= EXTRACTED MATERIAL =
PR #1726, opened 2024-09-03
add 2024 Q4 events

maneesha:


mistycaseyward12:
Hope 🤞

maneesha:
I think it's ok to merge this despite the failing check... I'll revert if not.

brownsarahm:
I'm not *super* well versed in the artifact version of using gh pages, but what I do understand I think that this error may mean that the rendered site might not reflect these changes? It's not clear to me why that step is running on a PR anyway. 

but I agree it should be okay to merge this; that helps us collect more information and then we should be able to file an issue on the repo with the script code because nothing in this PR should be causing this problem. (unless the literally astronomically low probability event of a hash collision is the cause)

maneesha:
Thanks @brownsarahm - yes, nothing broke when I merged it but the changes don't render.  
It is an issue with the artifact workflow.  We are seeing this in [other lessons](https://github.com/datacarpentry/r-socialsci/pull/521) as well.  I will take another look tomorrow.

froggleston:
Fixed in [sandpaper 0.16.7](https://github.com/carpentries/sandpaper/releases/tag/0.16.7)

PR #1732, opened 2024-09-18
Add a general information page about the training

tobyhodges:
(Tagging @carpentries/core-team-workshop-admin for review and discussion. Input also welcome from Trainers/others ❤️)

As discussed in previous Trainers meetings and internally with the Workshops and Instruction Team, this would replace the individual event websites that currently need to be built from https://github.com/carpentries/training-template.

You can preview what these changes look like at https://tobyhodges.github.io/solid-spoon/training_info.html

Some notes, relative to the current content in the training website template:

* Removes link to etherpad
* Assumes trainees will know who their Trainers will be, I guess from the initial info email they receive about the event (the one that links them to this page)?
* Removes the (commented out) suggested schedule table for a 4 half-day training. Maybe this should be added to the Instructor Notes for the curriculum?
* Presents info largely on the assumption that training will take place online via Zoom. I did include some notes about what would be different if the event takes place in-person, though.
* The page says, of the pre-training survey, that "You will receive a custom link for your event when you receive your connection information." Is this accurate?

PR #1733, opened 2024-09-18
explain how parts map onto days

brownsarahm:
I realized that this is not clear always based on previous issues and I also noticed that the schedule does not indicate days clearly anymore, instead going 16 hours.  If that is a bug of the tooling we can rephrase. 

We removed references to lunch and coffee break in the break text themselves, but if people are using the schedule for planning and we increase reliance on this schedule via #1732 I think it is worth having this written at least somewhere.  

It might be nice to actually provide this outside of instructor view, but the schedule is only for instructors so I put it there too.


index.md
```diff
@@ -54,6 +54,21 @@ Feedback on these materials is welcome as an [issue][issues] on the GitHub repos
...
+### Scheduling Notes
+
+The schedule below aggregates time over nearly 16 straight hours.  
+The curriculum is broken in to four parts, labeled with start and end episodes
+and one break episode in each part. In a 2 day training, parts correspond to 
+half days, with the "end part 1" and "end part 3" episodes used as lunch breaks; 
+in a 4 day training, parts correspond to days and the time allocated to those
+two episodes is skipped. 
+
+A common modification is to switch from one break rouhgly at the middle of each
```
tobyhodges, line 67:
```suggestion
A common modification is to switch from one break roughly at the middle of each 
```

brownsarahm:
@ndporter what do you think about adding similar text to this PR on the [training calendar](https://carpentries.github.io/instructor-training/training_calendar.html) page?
* * *
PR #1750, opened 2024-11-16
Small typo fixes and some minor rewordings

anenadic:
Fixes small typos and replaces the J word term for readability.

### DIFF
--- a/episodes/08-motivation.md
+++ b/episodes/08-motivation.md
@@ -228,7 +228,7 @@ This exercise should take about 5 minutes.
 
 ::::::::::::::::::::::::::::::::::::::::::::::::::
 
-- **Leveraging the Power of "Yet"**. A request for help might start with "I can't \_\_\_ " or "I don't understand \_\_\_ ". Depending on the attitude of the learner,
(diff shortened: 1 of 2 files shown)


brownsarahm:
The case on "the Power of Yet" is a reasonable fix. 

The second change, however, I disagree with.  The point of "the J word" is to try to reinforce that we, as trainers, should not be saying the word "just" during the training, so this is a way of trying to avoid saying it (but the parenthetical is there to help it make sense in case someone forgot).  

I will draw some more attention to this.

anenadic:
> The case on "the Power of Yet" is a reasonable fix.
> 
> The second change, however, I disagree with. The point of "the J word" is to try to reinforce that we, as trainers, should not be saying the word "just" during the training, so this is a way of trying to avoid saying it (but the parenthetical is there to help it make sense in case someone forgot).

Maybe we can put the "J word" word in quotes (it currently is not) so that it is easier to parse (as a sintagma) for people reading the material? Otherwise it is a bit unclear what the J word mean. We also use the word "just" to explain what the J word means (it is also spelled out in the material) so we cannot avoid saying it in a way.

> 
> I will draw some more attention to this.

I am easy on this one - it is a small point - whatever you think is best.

= EXERCISE =
What is needed is a verbatim copy of every line in the records above from the one containing "but I agree" down to the one containing "for the curriculum?", both included, and nothing more.

= OUTPUT OF THE TASK =
but I agree it should be okay to merge this; that helps us collect more information and then we should be able to file an issue on the repo with the script code because nothing in this PR should be causing this problem. (unless the literally astronomically low probability event of a hash collision is the cause)

maneesha:
Thanks @brownsarahm - yes, nothing broke when I merged it but the changes don't render.  
It is an issue with the artifact workflow.  We are seeing this in [other lessons](https://github.com/datacarpentry/r-socialsci/pull/521) as well.  I will take another look tomorrow.

froggleston:
Fixed in [sandpaper 0.16.7](https://github.com/carpentries/sandpaper/releases/tag/0.16.7)

PR #1732, opened 2024-09-18
Add a general information page about the training

tobyhodges:
(Tagging @carpentries/core-team-workshop-admin for review and discussion. Input also welcome from Trainers/others ❤️)

As discussed in previous Trainers meetings and internally with the Workshops and Instruction Team, this would replace the individual event websites that currently need to be built from https://github.com/carpentries/training-template.

You can preview what these changes look like at https://tobyhodges.github.io/solid-spoon/training_info.html

Some notes, relative to the current content in the training website template:

* Removes link to etherpad
* Assumes trainees will know who their Trainers will be, I guess from the initial info email they receive about the event (the one that links them to this page)?
* Removes the (commented out) suggested schedule table for a 4 half-day training. Maybe this should be added to the Instructor Notes for the curriculum?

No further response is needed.